[Saved entries]

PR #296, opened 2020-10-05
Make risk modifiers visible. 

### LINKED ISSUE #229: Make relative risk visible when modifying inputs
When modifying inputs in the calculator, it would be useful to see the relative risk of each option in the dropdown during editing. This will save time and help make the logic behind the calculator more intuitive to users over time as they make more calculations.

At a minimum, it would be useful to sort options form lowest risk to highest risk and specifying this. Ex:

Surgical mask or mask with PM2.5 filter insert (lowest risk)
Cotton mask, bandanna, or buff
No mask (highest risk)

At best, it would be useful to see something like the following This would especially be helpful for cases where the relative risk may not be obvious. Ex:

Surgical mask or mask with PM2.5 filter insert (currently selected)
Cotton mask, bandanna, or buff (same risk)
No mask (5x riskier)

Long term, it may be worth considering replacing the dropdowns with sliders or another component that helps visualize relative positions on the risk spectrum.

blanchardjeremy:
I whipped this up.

> [What is expected] Each line from the one that contains "Surgical mask or mask with PM2.5 filter insert (currently" to the end of the data should be set down exactly, both ends included.

> [Result of the exercise]
Surgical mask or mask with PM2.5 filter insert (currently selected)
Cotton mask, bandanna, or buff (same risk)
No mask (5x riskier)

Long term, it may be worth considering replacing the dropdowns with sliders or another component that helps visualize relative positions on the risk spectrum.

blanchardjeremy:
I whipped this up.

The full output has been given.